Smarter Onion Soup
Healthy, because
Even smarter
Nutritional values
This piquant onion soup provides plenty of fiber, with one portion already covering half your daily requirement.
If you're pregnant and want to buy Pecorino, ask if it is made from raw milk. If it is, don't use the cheese and instead, refine the onion soup with a dash of sour cream.
(Percentage of daily recommendation)
Calorie | 446 cal. | (21 %) | ||
Protein | 18 g | (18 %) | ||
Fat | 24 g | (21 %) | ||
Carbohydrates | 37 g | (25 %) | ||
Sugar added | 2 g | (8 %) | ||
Roughage | 13.5 g | (45 %) |
Vitamin A | 1 mg | (125 %) | ||
Vitamin D | 0.1 μg | (1 %) | ||
Vitamin E | 10 mg | (83 %) | ||
Vitamin B₁ | 0.5 mg | (50 %) | ||
Vitamin B₂ | 0.2 mg | (18 %) | ||
Niacin | 5.5 mg | (46 %) | ||
Vitamin B₆ | 0.5 mg | (36 %) | ||
Folate | 112 μg | (37 %) | ||
Pantothenic acid | 1.3 mg | (22 %) | ||
Biotin | 12.4 μg | (28 %) | ||
Vitamin B₁₂ | 0.4 μg | (13 %) | ||
Vitamin C | 71 mg | (75 %) | ||
Potassium | 873 mg | (22 %) | ||
Calcium | 454 mg | (45 %) | ||
Magnesium | 120 mg | (40 %) | ||
Iron | 5.4 mg | (36 %) | ||
Iodine | 23 μg | (12 %) | ||
Zinc | 2.7 mg | (34 %) | ||
Saturated fatty acids | 6.8 g | |||
Uric acid | 95 mg | |||
Cholesterol | 16 mg |
Ingredients
- Ingredients
- 1 large yellow onion
- 3 Tbsps olive oil
- salt
- peppers
- 2 garlic cloves
- 1 Fennel bulb
- 2 Tbsps Anisette
- 2 sprigs thyme
- 22 ozs vegetable stock
- 16 ozs Canned tomatoes (drained)
- 3 ozs Whole-wheat pasta (e.g. macaroni)
- 1 ½ ozs aged pecorino romano
Kitchen utensils
Preparation steps
Peel onion and cut into slices.
Put the onion slices on a baking sheet or in a casserole dish and mix with 1.5 tablespoons olive oil, salt, and pepper. Bake in a preheated oven at 425°F for about 30 minutes, turning several times.

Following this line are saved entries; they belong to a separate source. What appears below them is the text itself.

PR #7730, opened 2018-04-03
temp delete custom repr so that ipython pprint does not use it

### LINKED ISSUE #7729: Update of ipython to 6.3.0 breaks unit tests
CI unit test build suddenly failing after recent update to ipython 6.3:
```
______________________________ test_Model_pretty _______________________________
    def test_Model_pretty():
>       class Foo1(Model):
bokeh/tests/test_model.py:8: 
meta_cls = <class 'bokeh.model.MetaModel'>, class_name = 'Foo1'
bases = (<class 'bokeh.model.Model'>,)
class_dict = {'__container_props__': set(), '__module__': 'bokeh.tests.test_model', '__properties__': set(), '__properties_with_refs__': set(), ...}
        '''
    
            Raises:
                Warning
    
            '''
    
        # use an explicitly provided view model name if there is one
        if "__view_model__" not in class_dict:
            class_dict["__view_model__"] = class_name
    
        # call the parent metaclass to create the new model type
        newcls = super(MetaModel, meta_cls).__new__(meta_cls, class_name, bases, class_dict)
    
        # update the mapping of view model names to classes, checking for any duplicates
        # and handling any subtype relationships or custom implementations
        entry = class_dict.get("__subtype__", class_dict["__view_model__"])
        if entry in MetaModel.model_class_reverse_map and not hasattr(newcls, "__implementation__"):
            raise Warning("Duplicate __view_model__ or __subtype__ declaration of '%s' for " \
                          "class %s.  Previous definition: %s" % \
                          (entry, class_name,
>                          MetaModel.model_class_reverse_map[entry]))
E           Warning: Duplicate __view_model__ or __subtype__ declaration of 'Foo1' for class Foo1.  Previous definition: <class 'bokeh.tests.test_model.test_Model_pretty.<locals>.Foo1'>

```
confirmed locally that this package difference triggers the failure.

One option is to pin the version but would like to identify the root cause as this connection is surprising and unexpected.

bryevdv:
- [x] issues: fixes #7729
- [x] tests added / passed

Can't say I am happy with this but don't have any better solution.

### DIFF
--- a/bokeh/core/has_props.py
+++ b/bokeh/core/has_props.py
@@ -273,7 +273,9 @@ class HasProps(with_metaclass(MetaHasProps, object)):
     def __str__(self):
         return "%s(...)" % self.__class__.__name__
 
-    __repr__ = __str__
+    # we need to define the __repr__ this way because of https://github.com/bokeh/bokeh/issues/7729
+    def __repr__(self):
+        return self.__str__()
 
     def equals(self, other):
         ''' Structural equality of models.
@@ -661,7 +663,14 @@ class HasProps(with_metaclass(MetaHasProps, object)):
         else:
             stream = StringIO()
             printer = _BokehPrettyPrinter(stream, verbose, max_width, newline)
+
+            # temporarily deleting the old repr to make ipython not use it, see:
+            # https://github.com/ipython/ipython/issues/11066
+            old_repr = self.__repr__
+            self.__repr__ = None
             printer.pretty(self)
+            self.__repr__ = old_repr
+
             printer.flush()
             return stream.getvalue()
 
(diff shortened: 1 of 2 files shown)


bryevdv:
As an aside, fairly sure if any model defines `__repr__` on itself, it will break pretty printing for all its descendents.

bokeh/core/has_props.py
```diff
@@ -661,7 +663,14 @@ def __init__(self, output, verbose=False, max_width=79, newline='\n'):
...
             stream = StringIO()
             printer = _BokehPrettyPrinter(stream, verbose, max_width, newline)
+
+            # temporarily deleting the old repr to make ipython not use it, see:
+            # https://github.com/ipython/ipython/issues/11066
+            old_repr = self.__repr__
+            self.__repr__ = None
             printer.pretty(self)
+            self.__repr__ = old_repr
+
```
mattpap: `try-finally` would be in order here.

mattpap:
This is a fine workaround.

PR #7743, opened 2018-04-04
add option to disable wheel zoom on axes

### LINKED ISSUE #2427: Make axis wheel zoom configurable
This would be nice for figures where aspect is important, but zooming is also desired. Could either turn off the individual axis zoom interactions (so only scrolling in the figure will zoom), or "link" the zooming on the axis so that zooming on x moves the y axis as well.

### LINKED ISSUE #3125: Expose the wheel zoom speed in Python

bryevdv:
- [x] issues: fixes #2427 fixes #3125

### DIFF
--- a/bokeh/models/tools.py
+++ b/bokeh/models/tools.py
@@ -229,6 +229,10 @@ class WheelZoomTool(Scroll):
     zoom that dimension.
     """)
 
+    speed = Float(default=1/600, help="""
+    Speed at which the wheel zooms. Default is 1/600. Optimal range is between
+    0.001 and 0.09. High values will be clipped. Speed may very between browsers.
+    """)
 
 class SaveTool(Action):
     ''' *toolbar icon*: |save_icon|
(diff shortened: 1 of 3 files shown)


bryevdv:
Also added wheel zoom speed option

chilly-and-momo:
Was this implemented already? I'm trying to limit the wheel zoom to just the plot itself, and would like to disable the x and y axis zoom on the axis or canvas area outside the plot. I've looked through the current documentation on the bokeh user and reference guides, but haven't found an obvious solution.

bryevdv:
@chilly-and-momo 

https://bokeh.pydata.org/en/latest/docs/reference/models/tools.html#bokeh.models.tools.WheelZoomTool.zoom_on_axis

Also, if you click on "Files Changed" above you can see where this property was added.

chilly-and-momo:
Thank you so much!

Issue #8448, opened 2018-11-19
Documentation spelling and formatting


mbrown1413:
There are various typos scattered throughout the documentation.

mattpap:
First batch of fixes was merged in PR #8449. I will leave this issue open to get some more fixes in. Spellchecking shouldn't be limited solely to (sphix) documentation. There are also docstrings, comments in code, strings (e.g. validation messages, exception texts), etc. In the longer term, it would be good to set up spell checking as a part of codebase tests in CI (I will start another issue for that).

mbrown1413:
After taking another look at the `bokeh.core.validation` module docs, I realized there are two ways classes and modules and such are currently referenced in the docs:

1. Using double backticks:
```rst
``ColumnDataSource``
```

2. Using pipes: `|ColumnDataSource|`, then replaced (using [Sphinx Substitutions](http://www.sphinx-doc.org/en/master/usage/restructuredtext/basics.html#substitutions)) at the bottom of the rst file like this:
```rst
.. |ColumnDataSource| replace:: :class:`~bokeh.models.sources.ColumnDataSource`
```

Right now there is a mix of the two in the docs. Everything should be changed to use method 2, since it actually links to the reference for the class/module. 

The downside is that it will be a pain to write all of the substitutions needed for every file. So I'm thinking of standardizing things by putting substitutions for all bokeh classes and modules in the Sphinx `rst_prolog` (not sure about functions, there could be namespace collisions there). There are already a few global substitutions for classes and functions in there.

It would be nice to automate this, instead of manually updating the substitutions every time the bokeh code changes. Writing a simple Sphinx extension to automatically add substitutions would probably be the cleanest way to do this. I haven't looked too hard yet at what it would take to write such an extension.

Let me know if I'm over-engineering things here. It probably makes sense to do this step-by-step anyways, so I'll definitely wait on the automation.

Of course I used method 1 in my pull requests above, so I'd at least like to fix those before closing this issue.

bryevdv:
I think putting things in `rst_prolog` is definitely the way to go. I would not be opposed to just using a one-time script to convert mentions of `thing` into `|thing|`, especially since we could update docstrings this way, too (it would be quite a bit harder to make an extension to update docstrings)

mbrown1413:
[...]

PR #8453, opened 2018-11-21
Documentation cleanup

mbrown1413:
I'm glad Bokeh is really well documented, but there's a lot more documentation than I thought!

This fixes lots of typos and places where classes/code were referenced without using double backticks. A few docstring rewordings to make them "verb first" style. Some minor formatting fixes too.

Also fixed some formatting typos where `.. code-block::` was used with one colon instead of two. It would be nice if Sphinx/rst would error when that happens, instead of silently displaying nothing.

- [ ] issues: addresses #8448

### DIFF
--- a/bokeh/application/application.py
+++ b/bokeh/application/application.py
@@ -78,7 +78,7 @@ class Application(object):
                 The URL is taken from the first one only.
 
         Keyword Args:
-            metadata (dict): abitrary user-supplied JSON data to make available
+            metadata (dict): arbitrary user-supplied JSON data to make available
                 with the application.
 
                 The server will provide a URL ``http://applicationurl/metadata``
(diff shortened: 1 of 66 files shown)


mattpap:
Thanks @mbrown1413.

bryevdv:
Just FYI I think some of the back-ticking was a bit agressive. The validation messages, e.g. are only ever displayed in the console, there is no point to add backticks there (thanks @mbrown1413 !)

mattpap:
Changes to validation module are limited to its docstring, which may appear in documentation (I'm not sure if it actually does) and already has some other minor formatting. Or maybe you were referring to something different, because I didn't see any excessive changes when reviewing this?

mbrown1413:
I think the confusion is just that there are two descriptions for each error code: the message itself displayed on the console, and description in the docstring, which appears in the documentation for [bokeh.core.validation](https://bokeh.pydata.org/en/latest/docs/reference/core/validation.html).

Issue #8458, opened 2018-11-26
Simplify the JSON representation


mattpap:
This is a follow up on the idea proposed in issue #8163. This will be resolved in several steps:

1. Simplify the existing representation, which currently is too opaque and contains a lot of unnecessary content. However, this representation, with its flaws fixed, is perfectly suited for automatic processing, server setup, etc., and should be kept as the reference representation. Fixing it will include, possibly among other things:

- [x] don't include `type` in object references (in fact disambiguate refs, because they refer to at least two distinct concepts) (see mattpap/8458_ref_type) (this was done in PR #9333)
- [ ] avoid referencing the same object multiple times (e.g. in layout's `left`, `right`, `above` or `below`, and `renderers`) (in this particular case done in PR #8085)
- [x] remove other unnecessary references, like `plot`  (done in PR #8085)
- [ ] don't include unnecessary default values (investigate unstable defaults, which break symmetry between bokeh and bokehjs)
- [x] don't include `subtype`,  just `type` should be sufficient to describe a model. `subtype` is an internal thing and shouldn't be part of the JSON. (fixed in PR #11665)

2. A secondary, simplified representation should be added. Representations will be disambiguated by either using a JSON field or a different API. Details of the representation will have to be established in this issue. At minimum, a nested structure should be allowed to eliminate most of the references. In case case of referencing the same object multiple times, either references by id or relative references (think XPath as an example) (or both) should be allowed. I suppose more changes will be needed to make this actually user friendly and editable by hand, but this depends on how much we want do deviate from the representation being a simple attr -> value mapping. There is also the matter of supporting Vega(-lite) (issue #4844), which I presume matters in the context of this issue.

bryevdv:
Major parts done, remaining work will be put in follow on issues

PR #8461, opened 2018-11-27
Don't include type when referencing an object

mattpap:
addresses #8458

### DIFF
--- a/bokeh/core/json_encoder.py
+++ b/bokeh/core/json_encoder.py
@@ -243,7 +243,7 @@ class BokehJSONEncoder(json.JSONEncoder):
         elif isinstance(obj, collections.deque):
             return list(map(self.default, obj))
         elif isinstance(obj, Model):
-            return obj.ref
+            return obj.ptr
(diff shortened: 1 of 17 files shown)


bokeh/core/json_encoder.py
```diff
@@ -243,7 +243,7 @@ def default(self, obj):
         elif isinstance(obj, collections.deque):
             return list(map(self.default, obj))
         elif isinstance(obj, Model):
-            return obj.ref
+            return obj.ptr
```
bryevdv: This kind of change needs to occur under an optional feature flag that is off by default. We could imagine flipping it on for 2.0

bryevdv: Surely Python API stability means that Python function calls continue to return the same results on the same inputs, over time. I would not be surprised if there are people who are testing their usage of Bokeh by validating JSON output.

mattpap:
I will close this PR, but preserve the branch for later use.

PR #6162, opened 2017-04-18
2828 multi line input

mas-dse-pjmulroo:
All pull requests must have an associated issue in the issue tracker. If there
isn't one, please go open an issue describing the defect, deficiency or desired
feature. You can read more about our issue and PR processes in the
[wiki](https://github.com/bokeh/bokeh/wiki/BEP-1:-Issues-and-PRs-management).

- [ X ] issues: fixes #2828
- [ - ] tests added / passed
- [ X ] release document entry (if new feature or API change)

Didn't get a chance to write the tests yet. It will take me some time to get to them.

PR #8464, opened 2018-11-28
textarea input widget

### LINKED ISSUE #2828: Multi-line TextInput box?
In general I've found it very difficult to find information on Bokeh widgets in the documentation, so maybe this is already possible, but is there a way to specify a paragraph-sized TextInput box?  I'm using one for the user to be able to edit some code in a domain-specific language, which is awkward to do in a single-line box.  

If multiple lines are not possible, is there at least a way to change the size of the box?

hhuuggoo:

- [x] issues: fixes #2828
- [x] tests added / passed (will follow up, not sure what the right thing is here)


hhuuggoo:
This is a resurrection of #6162

bryevdv:
@hhuuggoo looks like some property defaults mismatch between python/JS:

>TextAreaInput: defaults are out of sync between Python and bokehjs
    TextAreaInput.cols: bokehjs defaults to 200 but python defaults to 20
    TextAreaInput.rows: bokehjs defaults to 5 but python defaults to 2
    TextAreaInput.max_length: bokehjs defaults to 1000 but python defaults to null

bryevdv:
@hhuuggoo FYI I resolves the small conflict I will look at any test failures when these builds complete

bryevdv:
I also added `TextAreaInput` to `__all__` which was also necessary, but did not show up in the conflict

hhuuggoo:
@bryevdv  thanks!

bokeh/models/widgets/inputs.py
```diff
@@ -97,6 +98,37 @@ class TextInput(InputWidget):
...
+    """)
+
+    callback = Instance(Callback, help="""
+    A callback to run in the browser whenever the user unfocuses the TextInput
+    widget by hitting Enter or clicking outside of the text box area.
+    """)
+
+    placeholder = String(default="", help="""
+    Placeholder for empty input field
+    """)
```
bryevdv: @hhuuggoo it looks like `value`, `callback` and `placeholder` are shared with `TextInput`, what do you think about factoring into a `TextInputBase` or similar? I think it would be fine if this is just on the Python side, but it could also be done on the JS side for a small reduction in code size.

hhuuggoo: sure I can do that - I'm also not sure about callback, I saw some initial discussions about removing it but I left it in cause TextInput still has it.

bryevdv: Oh that's a good point, I would say it should be omitted in new classes, and many be deprecated for old ones at some future point (no set plans tho). IN that case the base could just factor `value and `placeholder`

bryevdv:
@hhuuggoo as you do there small refactor, there was also one linter issue (also fallout from the conflict I think):

> E         ./tests/integration/widgets/test_textarea_input.py:27:1: F811 redefinition of unused 'TextAreaInput' from line 26

bryevdv:
cc @mattpap

hhuuggoo:
but any ideas why this won't work?

https://github.com/bokeh/bokeh/blob/11095002b5639cdd66a16f3fda2aefd182294f23/tests/integration/widgets/test_textarea_input.py#L88

looks like the python callback fires ok, but it doesn't propagate back the the js data source (even though the code is almost identical to test_text_input.py

bryevdv:
@hhuuggoo not offhand, I will have to check out the PR branch and run things locally. I can try to do that tonight.

hhuuggoo:
I'll try to repro the test in a bokeh server example first.  Maybe that'll clarify things

hhuuggoo:
HA - so what happens is that `enter_text_in_element` defaults to hitting enter after the string, which serves to unfocus and fire a change event on a text input.  But enter doesn't have the same behavior on textareas since textareas are multiline.  If I modify the test to send a TAB afterwards, then the original logic works fine.

I'll make the recommended changes and push tomorrow

bryevdv:
@hhuuggoo I'd like to cut a micro release soon, any update on this?

hhuuggoo:
@bryevdv sorry been distracted.  fixing remaining issues right now

hhuuggoo:
I eneded up making TextAreaInput inheriting from TextInput (though have to pull out TextInputView into a separate base class.  Should be good to go once CI passes

hhuuggoo:
made fixes w.r.t your comments @bryevdv.  Looking into the import errors now

bryevdv:
@mattpap I'd like to have another micro-release before 1.1 to isolate other small change. So I would like to merge this today I presume that will necessitate some light additions to the layout PR?

bryevdv:
@hhuuggoo can you post an example script and screen shot here?

hhuuggoo:
image

I added a script here:

https://github.com/hhuuggoo/bokeh/blob/wip_textrea/sphinx/source/docs/user_guide/examples/interaction_textarea.py

(but if you want to run it, you'd have to change the mode to 'inline', since the CDN bokehjs does not have the relevant model)

bryevdv:
@mattpap I intend to merge this today and cut 1.0.3 tomorrow, unless there is objection

mattpap:
@bryevdv, sure. This will have to be redone on top of the layout PR, mostly because of removal of bootstrap, but that shouldn't be a big deal.

bryevdv:
Thanks @hhuuggoo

Meanwhile, peel the garlic and chop finely. Rinse the fennel and cut into very fine slices.
Heat remaining oil in a pot, and fry slices of fennel and garlic over medium heat, stirring for about 12 minutes. Stir in liqueur.
Rinse thyme. Take onion from the oven and add to the pot with the broth and thyme.
Bring to a boil and cook for about 15 minutes over low heat. After 10 minutes, add the tomatoes.
Cook the pasta according to package directions in salted water. Drain, rinse in cold water and drain again. At the end of cooking time, season onion soup with salt and pepper and pour in the pasta. Plane strips of pecorino with the mandoline and sprinkle over the onion soup.